Students attend a selection of philosophy research seminars and conferences held in Paris during the semester including events in English. Students will prepare three episodes of a podcast called "Philosophy in Paris" in which they update listeners on new developments in the philosophy scene in Paris. This course combines experiential learning with digital literacy, requiring the acquisition of basic producing, editing and broadcasting skills for podcasts. The professor will brief students before the events and then debrief them. With advance planning students will complete some reading to prepare them for the events.

TOPICS IN PHILOSOPHY (PL4091)

Topics vary by semester

PHILOSOPHICAL RESEARCH AND WRITING (PL4094)

In this course students develop further their ability to carry out research and write academically in the field of philosophy, as preparation for the Philosophy Capstone PL4095. Students learn how to plan and execute a research project with the professor’s supervision. This research project may take the form of a thesis, a series of reflection papers or essays on current research being carried out in philosophy at ongoing seminars in Paris, or other forms. To prepare the research project students are given further instruction on how to use various research instruments in the library, how to identify recent and pertinent research carried out in a philosophical field, how to develop and present a literature review of a philosophical problem or question in a given field, how to construct and annotate an up-to-date bibliography on a philosophical issue, and how to present and communicate their project in a brief format (students may choose written, oral or other audiovisual means for such presentation). The philosophical topics and texts examined in the course are determined by the specific directions taken by student research in any given semester.

SENIOR PROJECT (PL4095)

A Senior Project is an independent study representing a Major Capstone Project that needs to be registered using the Senior Project registration form.
(Download: https://aupforms.formstack.com/workflows/senior_project)

FOUNDATIONS OF MODERN POLITICS (PO1011)

What is politics - the quest for the common good or who gets what, when, and how?
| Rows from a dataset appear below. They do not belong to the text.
PR #1798, opened 2023-08-31
Add coercion support for UDFs

VamsiModem:
1. Adds coercion support for UDFs
2. UDFs are not bound on creation
3. Added IR tests for UDF body/param coercion


MikeStall:
Can you add a test to demonstrate what this change is doing?

src/libraries/Microsoft.PowerFx.Core/Syntax/UserDefinitions.cs
```diff
@@ -65,15 +65,15 @@ public bool ProcessUserDefnitions(out UserDefinitionResult userDefinitionResult)
...
+            var functions = CreateUserDefinedFunctions(parseResult.UDFs, out var errors, shouldBindBody);
 
             errors.AddRange(parseResult.Errors ?? Enumerable.Empty<TexlError>());
             userDefinitionResult = new UserDefinitionResult(functions, errors, parseResult.NamedFormulas);
 
             return true;
         }
 
-        private IEnumerable<UserDefinedFunction> CreateUserDefinedFunctions(IEnumerable<UDF> uDFs, out List<TexlError> errors)
+        private IEnumerable<UserDefinedFunction> CreateUserDefinedFunctions(IEnumerable<UDF> uDFs, out List<TexlError> errors, bool shouldBindBody = false)
```
CarlosFigueiraMSFT, line 76: > = false [](http://example.com/codeflow?start=146&length=8)

This is a private method, and the only call is passing a value to this argument, so there's no need to define a default value for it.

src/libraries/Microsoft.PowerFx.Core/Syntax/UserDefinitions.cs
```diff
@@ -48,14 +48,14 @@ public static ParseUserDefinitionResult Parse(string script, ParserOptions parse
...
-        public static bool ProcessUserDefinitions(string script, INameResolver globalNameResolver, IBinderGlue documentBinderGlue, BindingConfig bindingConfig, ParserOptions parserOptions, out UserDefinitionResult userDefinitionResult, Features features = null)
+        public static bool ProcessUserDefinitions(string script, INameResolver globalNameResolver, IBinderGlue documentBinderGlue, BindingConfig bindingConfig, ParserOptions parserOptions, out UserDefinitionResult userDefinitionResult, Features features = null, bool shouldBindBody = false)
         {
             var userDefinitions = new UserDefinitions(script, globalNameResolver, documentBinderGlue, bindingConfig, parserOptions, features);
 
             return userDefinitions.ProcessUserDefnitions(out userDefinitionResult);
         }
 
-        public bool ProcessUserDefnitions(out UserDefinitionResult userDefinitionResult)
+        public bool ProcessUserDefnitions(out UserDefinitionResult userDefinitionResult, bool shouldBindBody = false)
```
CarlosFigueiraMSFT, line 58: >ProcessUserDefnitions [](http://example.com/codeflow?start=20&length=21)

It was already wrong, but can you fix the typo in this method name?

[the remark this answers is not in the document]
VamsiModem: Optional params always came at the end.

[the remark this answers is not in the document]
CarlosFigueiraMSFT: But this doesn't have to be optional - see other comment. This is only called once, from inside this method, with the argument that *should have been passed*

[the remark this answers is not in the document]
VamsiModem: Yup, changed that!

LucGenetier:
✅ No public API change.

LucGenetier:
✅ No public API change.

src/libraries/Microsoft.PowerFx.Core/Functions/UserDefinedFunction.cs
```diff
@@ -98,9 +98,19 @@ public void CheckTypesOnDeclaration(CheckTypesContext context, DType actualBodyR
...
-            if (!ReturnType.Kind.Equals(actualBodyReturnType.Kind) && !actualBodyReturnType.CoercesTo(ReturnType, true, false, context.Features.PowerFxV1CompatibilityRules))
+            if (!ReturnType.Kind.Equals(actualBodyReturnType.Kind))
             {
-                errorContainer.EnsureError(DocumentErrorSeverity.Severe, UdfBody, TexlStrings.ErrUDF_ReturnTypeDoesNotMatch);
+                if (actualBodyReturnType.CoercesTo(ReturnType, true, false, context.Features.PowerFxV1CompatibilityRules))
+                {
+                    if (!_binding.CoercedToplevelType.IsValid)
+                    {
+                        _binding.SetCoercedToplevelType(ReturnType);
+                    }
```
Shpakh-MSFT, line 108: Can you please add some comments about this logic?

Shpakh-MSFT:
2. Add a param that would allow to skip binding on UDF declaration.

>> Is this needed for some other change?

src/libraries/Microsoft.PowerFx.Core/Functions/UserDefinedFunction.cs
```diff
@@ -98,9 +98,19 @@ public void CheckTypesOnDeclaration(CheckTypesContext context, DType actualBodyR
             Contracts.AssertValue(actualBodyReturnType);
             Contracts.AssertValue(errorContainer);
 
-            if (!ReturnType.Kind.Equals(actualBodyReturnType.Kind) && !actualBodyReturnType.CoercesTo(ReturnType, true, false, context.Features.PowerFxV1CompatibilityRules))
+            if (!ReturnType.Kind.Equals(actualBodyReturnType.Kind))
             {
-                errorContainer.EnsureError(DocumentErrorSeverity.Severe, UdfBody, TexlStrings.ErrUDF_ReturnTypeDoesNotMatch);
+                if (actualBodyReturnType.CoercesTo(ReturnType, true, false, context.Features.PowerFxV1CompatibilityRules))
+                {
+                    if (!_binding.CoercedToplevelType.IsValid)
```
Shpakh-MSFT, line 105: >if (!_binding.CoercedToplevelType.IsValid) [](http://example.com/codeflow?start=20&length=42)

Why do you need this check?

Shpakh-MSFT:
>             var parserOptions = new ParserOptions()

Any more tests for coercion?

---
Refers to: src/tests/Microsoft.PowerFx.Core.Tests/UserDefinedFunctionTests.cs:47 in fb95b3f. [](commit_id = fb95b3faf975f4e501c8848f9d006ef653114c77, deletion_comment = False)

CarlosFigueiraMSFT:
>         public void TestUDFNamedFormulaCounts(string script, int udfCount, int namedFormulaCount, bool expectErrors)

We should have some setup handler for the TXT tests that deal with UDFs, and have e2e tests for those. For example, if we define something like `Mul(x:Number, y:Number):Number = x*y;`, we can have the following tests:

    // "Simple" invocation (Sqrt forces number)
    >> Mul(Sqrt(9), Sqrt(16))
    12

    // Coercion from decimal (when enabled)
    >> Mul(9, 16)
    144

    // Coercion to argument types
    >> Mul("4", Date(1900, 1, 3))
    20

    // Coercion from result
    >> Concatenate("Result is ", Mul(5, 6))
    "Result is 30"

---
Refers to: src/tests/Microsoft.PowerFx.Core.Tests/UserDefinedFunctionTests.cs:45 in 313981b. [](commit_id = 313981b94ca0350b339ad6b0e2bbddc82bfdadd3, deletion_comment = False)

VamsiModem:
> 2. Add a param that would allow to skip binding on UDF declaration.
> 
> > > Is this needed for some other change?

This is just an optimization, we don't have to bind on declaration, especially for powerFx, it may be useful for other hosts.

src/libraries/Microsoft.PowerFx.Core/Functions/UserDefinedFunction.cs
VamsiModem: Just being defensive here, as have an assertion in SetCoercedToplevelType()

lesaltzm: Why would we only need to set it if it's not valid? when would it have been set otherwise?

lesaltzm: Wouldn't the assert failing be the correct behavior?

src/libraries/Microsoft.PowerFx.Core/Functions/UserDefinedFunction.cs
```diff
@@ -98,9 +98,19 @@ public void CheckTypesOnDeclaration(CheckTypesContext context, DType actualBodyR
             Contracts.AssertValue(actualBodyReturnType);
             Contracts.AssertValue(errorContainer);
 
-            if (!ReturnType.Kind.Equals(actualBodyReturnType.Kind) && !actualBodyReturnType.CoercesTo(ReturnType, true, false, context.Features.PowerFxV1CompatibilityRules))
+            if (!ReturnType.Kind.Equals(actualBodyReturnType.Kind))
```
lesaltzm, line 101: Why Equals instead of Accepts?

Wouldn't it be fine to return, e.g. a Record with fewer fields?

lesaltzm:
> > Can you add a test to demonstrate what this change is doing?
> 
> These changes are very specific to PAClient, especially coercion, because PFX still uses old engine for UDFs.

This is not correct. You could absolutely add tests where the result type of a UDF needs to be coerced, that are testable in pfx by either validating the coercion map in the binding, or even in the interpreter.

lesaltzm (changes requested):
see above

src/libraries/Microsoft.PowerFx.Core/Syntax/UserDefinitions.cs
```diff
@@ -48,14 +48,14 @@ public static ParseUserDefinitionResult Parse(string script, ParserOptions parse
             return TexlParser.ParseUserDefinitionScript(script, parserOptions);
         }
 
-        public static bool ProcessUserDefinitions(string script, INameResolver globalNameResolver, IBinderGlue documentBinderGlue, BindingConfig bindingConfig, ParserOptions parserOptions, out UserDefinitionResult userDefinitionResult, Features features = null)
+        public static bool ProcessUserDefinitions(string script, INameResolver globalNameResolver, IBinderGlue documentBinderGlue, BindingConfig bindingConfig, ParserOptions parserOptions, out UserDefinitionResult userDefinitionResult, Features features = null, bool shouldBindBody = false)
```
lesaltzm, line 51: What's the point of this flag?
 Also, this UDF codepath is mostly new code, there should be documentation comments for most of these methods/parameters.

lesaltzm: When would it make sense to not bind, when calling this?
I think this pattern is somewhat off, would be good to consider reworking to similar to Engine's handling of expression:

Parse(string) -> ParseResult
Check(ParseResult) -> CheckResult (does binding)
Eval(CheckResult) -> ....

lesaltzm: The single method doing everything with a bunch of params feels odd

VamsiModem: For UDFs, we bind the body on declaration, to verify if provided return type matches with actual return type. This may be useful for other hosts, but for power apps this results in duplicate binding.

VamsiModem:
> > > Can you add a test to demonstrate what this change is doing?
> > 
> > 
> > These changes are very specific to PAClient, especially coercion, because PFX still uses old engine for UDFs.
> 
> This is not correct. You could absolutely add tests where the result type of a UDF needs to be coerced, that are testable in pfx by either validating the coercion map in the binding, or even in the interpreter.

In this case we are not updating coercion map, we are just setting the CoercedToplevelType, that is used later in PAClient to do coercion codegen.

LucGenetier:
✅ No public API change.

src/libraries/Microsoft.PowerFx.Core/Syntax/UserDefinitions.cs
```diff
@@ -103,21 +96,9 @@ private IEnumerable<UserDefinedFunction> CreateUserDefinedFunctions(IEnumerable<
                 userDefinedFunctions.Add(func);
             }
 
-            BindUserDefinedFunctions(userDefinedFunctions, ReadOnlySymbolTable.NewDefault(texlFunctionSet) as INameResolver, errors);
```
VamsiModem, line 106: User defined functions shouldn't be bound on creation, this will result in double binding, instead hosts can bind body by calling UserDefinedfunction.BindBody()

LucGenetier:
✅ No public API change.

src/libraries/Microsoft.PowerFx.Core/Syntax/UserDefinitions.cs
VamsiModem: Added comments & cleaned up the API

src/libraries/Microsoft.PowerFx.Core/Functions/UserDefinedFunction.cs
VamsiModem: Changed to Accepts()

lesaltzm (approved):

Issue #1800, opened 2023-08-31
Exception is popping for blocked entities for single org hosts


anderson-joyle:
`First('Appointments').appointment_PostRoles`

```
System.InvalidCastException: Unable to cast object of type 'Microsoft.PowerFx.Types.BindingErrorType' to type 'Microsoft.PowerFx.Types.TableType'.
   at Microsoft.PowerFx.Dataverse.DataverseRecordValue.ResolveOneToManyRelationship(OneToManyRelationshipMetadata relationshipMetadata, FormulaType fieldType, CancellationToken cancellationToken)
   at Microsoft.PowerFx.Dataverse.DataverseRecordValue.TryGetFieldAsync(FormulaType fieldType, String fieldName, CancellationToken cancellationToken)
   at Microsoft.PowerFx.Types.RecordValue.GetFieldAsync(FormulaType fieldType, String fieldName, CancellationToken cancellationToken)
   at Microsoft.PowerFx.EvalVisitor.Visit(RecordFieldAccessNode node, EvalVisitorContext context)
   at Microsoft.PowerFx.ParsedExpression.EvalAsync(CancellationToken cancellationToken, IRuntimeConfig runtimeConfig)
   at FxPlayground.Core.Session.TryEvalAsync(String expression, UserInfo user, CancellationToken cancel) in D:\dev\pa2\PowerFxPlayground\src\FxPlaygroundCore\Session.cs:line 576
   at PowerFxService.Controllers.EvaluationController.HandleRequestAsync(String session, RequestBody body) in D:\dev\pa2\PowerFxPlayground\src\WebDemo\Controllers\EvaluationController.cs:line 159
```

This error started to pop up after https://github.com/microsoft/Power-Fx-Dataverse/issues/264.
That fix revealed a `DType.Error` not being handled.

PR #1801, opened 2023-08-31
Handles error when trying to get entity schema

anderson-joyle:
Issue https://github.com/microsoft/Power-Fx/issues/1800.

### DIFF
--- a/src/strings/PowerFxResources.en-US.resx
+++ b/src/strings/PowerFxResources.en-US.resx
@@ -5240,8 +5240,4 @@
     <value>Set a variable with an online datasource value (table or record) can cause multiple requests to the server. Soon this will be blocked.</value>
     <comment>Warning for makers that a certain capability should be avoided.</comment>
   </data>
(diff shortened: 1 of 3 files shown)


src/strings/PowerFxResources.en-US.resx
```diff
@@ -5240,4 +5240,8 @@
     <value>Set a variable with an online datasource value (table or record) can cause multiple requests to the server. Soon this will be blocked.</value>
     <comment>Warning for makers that a certain capability should be avoided.</comment>
   </data>
+  <data name="ErrInvalidRelationshipEntity" xml:space="preserve">
+    <value>It was not possible to get the schema for a relationship entity. It might be a private one.</value>
```
MikeStall, line 5244: What error does Power Apps give in this scenario?

LucGenetier:
✅ No public API change.

LucGenetier:
✅ No public API change.

PR #1802, opened 2023-08-31
Restrict usage of type 'String' for return type & param types in UDFs

VamsiModem:


LucGenetier:
✅ No public API change.

src/libraries/Microsoft.PowerFx.Core/Syntax/UserDefinitions.cs
```diff
@@ -96,8 +99,14 @@ private IEnumerable<UserDefinedFunction> CreateUserDefinedFunctions(IEnumerable<
                 {
                     continue;
                 }
-                
-                var func = new UserDefinedFunction(udfName.Value, udf.ReturnType.GetFormulaType()._type, udf.Body, udf.IsImperative, udf.Args);
```
Shpakh-MSFT, line 100: >GetFormulaType [](http://example.com/codeflow?start=81&length=14)

Why not fix GetFormulaType to return valid type here?
Why not update String FormulaType to Text?

lesaltzm (approved):

src/libraries/Microsoft.PowerFx.Core/Syntax/UserDefinitions.cs
VamsiModem: Modified GetFormulaType() to return valid type

lesaltzm (approved):

LucGenetier:
✅ No public API change.

PR #2230, opened 2024-02-22
Value and Boolean function support for number and Boolean backed Option Sets 

gregli-msft:
At present, there is no good way to get the numeric backing value of a number-backed Option Set.  The OptionSetInfo function indirectly gets the value, as a logical name, but it returns it as a string, and a future PR will likely deprecate this function.  This change allows the direct use of the Value function on option set value if it is backed by a number, including Decimal and Float functions.  Likewise, the Boolean function can be used for option sets backed by a Boolean value.  Text could already be used on option sets backed by text.


LucGenetier:
✅ No public API change.

src/libraries/Microsoft.PowerFx.Core/Texl/Builtins/Boolean.cs
```diff
@@ -312,6 +321,92 @@ internal override IR.Nodes.IntermediateNode CreateIRCallNode(PowerFx.Syntax.Call
...
+        public override IEnumerable<TexlStrings.StringGetter[]> GetSignatures()
+        {
+            yield return new[] { TexlStrings.BooleanLArg1 };
+        }
+
+        public override bool CheckTypes(CheckTypesContext context, TexlNode[] args, DType[] argTypes, IErrorContainer errors, out DType returnType, out Dictionary<TexlNode, DType> nodeToCoercedTypeMap)
+        {
+            var fValid = base.CheckTypes(context, args, argTypes, errors, out returnType, out nodeToCoercedTypeMap);
+
+            var arg = args[0];
```
adithyaselv, line 348: nit, may be not needed here ?

src/libraries/Microsoft.PowerFx.Core/Texl/BuiltinFunctionsCore.cs
```diff
@@ -55,7 +55,9 @@ internal class BuiltinFunctionsCore
         public static readonly TexlFunction BooleanN = _library.Add(new BooleanNFunction());
         public static readonly TexlFunction BooleanN_T = _library.Add(new BooleanNFunction_T());
         public static readonly TexlFunction BooleanW = _library.Add(new BooleanWFunction());
-        public static readonly TexlFunction BooleanW_T = _library.Add(new BooleanWFunction_T());
+        public static readonly TexlFunction BooleanW_T = _library.Add(new BooleanWFunction_T());
```
lesaltzm, line 58: IIRC this will immediately expose them in PA Client. Do you have the corresponding JS implementations ready?

src/libraries/Microsoft.PowerFx.Core/Texl/Builtins/Boolean.cs
gregli-msft: Good point.  I cleaned up the code, tried to make clearer.

src/libraries/Microsoft.PowerFx.Core/Texl/BuiltinFunctionsCore.cs
gregli-msft: Done.  By making this change, the new functions don't appear in signature help, but I assume that is a testing thing not pulling in the feature gated functions.

LucGenetier:
✅ No public API change.

lesaltzm (approved):

LucGenetier:
✅ No public API change.

PR #2232, opened 2024-02-23
Fix pretty print for tables

LucGenetier:


LucGenetier:
✅ No public API change.

LucGenetier:
✅ No public API change.

PR #2233, opened 2024-02-23
Give access to another NL assembly

LucGenetier:


LucGenetier:
✅ No public API change.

We study what defines politics in the modern age: states and nations in the international system, collective action and representation in mass societies, trajectories of democracy and dictatorship, politics and development in the context of capitalism. The course will introduce the student to the concerns, the language and the methods of Political Science.

CHALLENGES OF GLOBAL POLITICS (PO1012)

This course examines key analytical and normative challenges of the present: global rebalancing and the emergence or reemergence of postcolonial states, uneven development, the role of culture in world politics, the future of the nation state, the global environmental imperative, mass forced and free migrations, the new landscape of armed conflict, the sources and implications of sharpening social divides, and the challenges to liberal-democratic theory and practice.